**What you have to do**
Extract all lines that hold "freemarker" from the records below.

Saved entries
PR #3573, opened 2021-02-02
NoticeTemplateReporter: Add an option for treating projects like packages

fviernau:
ORT has two different notice reporter templates. The notice summary
template just lists all licenses in one large list. The default
template has one joint list for the licenses of all projects and
separate lists for the licenses of each package.

In some cases it makes sense to also list the licenses separetly for (some
of the) projects. In particular, listing the licenses for
SpdxDocumentFile projects separately is interresting, because this
allows to create a notice by package report also in cases where no
package manager is involved and the source code of the project dependencies
is just included in the source tree of the analyzed project.

In order to support that use case the scan results have to be
deduplicated for the projects which are to be reported separately in the
notices, because the scan results of projects may overlap - which would
in turn result in licenses being reported twice, in the list for the
respective package and in the joint licenses list for the projects.

PR #7095, opened 2023-06-05
refactor(reporter)!: Remove the option `OPTION_PROJECT_TYPES_AS_PACKA…

fviernau:
…GES`

The option had been introduced [1] to enable producing a "by package" NOTICE file, in case the dependencies are included as source code into the project's source tree, without the use of any package manager.

A better solution would have been to implement treating certain sub directories of the projects source tree as dependencies consistently across stages of the analysis. For example, the evaluator could then execute the policy rules for dependencies, not (accidentally) the ones for projects. Doing so was not feasible back then due to the size of the task.

The implemented solution obviously is a shortcut, it is quite complex, not straight forward / obvious to use and also fragile, as debugging the behavior involves logic implemented inside the freemarker templates itself.

As nobody seems to be using this option anymore, remove it to get rid of the complexity. Mainly, because the implemented shortcut does not work well together with storing scan results by provenance in `OrtResult` which is going to be put in place in upcomining changes. The reason why it doesn't is because scan results won't be stored redundantly per package / project, but per provenance, which permits filtering the findings in the scan results with project / package context.

This revert 3aff6e7.

[1] https://github.com/oss-review-toolkit/ort/pull/3573

Part of: #5950.


sschuberth:
> This revert [3aff6e7](https://github.com/oss-review-toolkit/ort/commit/3aff6e7ee9a849061ba5121cfc7eb4510cc45bed).

s/revert/reverts/

sschuberth:
Typos also in:

- s/freemarker/FreeMarker/
- s/upcomining/upcoming/

sschuberth (approved):

sschuberth (approved):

**The answer**
The implemented solution obviously is a shortcut, it is quite complex, not straight forward / obvious to use and also fragile, as debugging the behavior involves logic implemented inside the freemarker templates itself.
- s/freemarker/FreeMarker/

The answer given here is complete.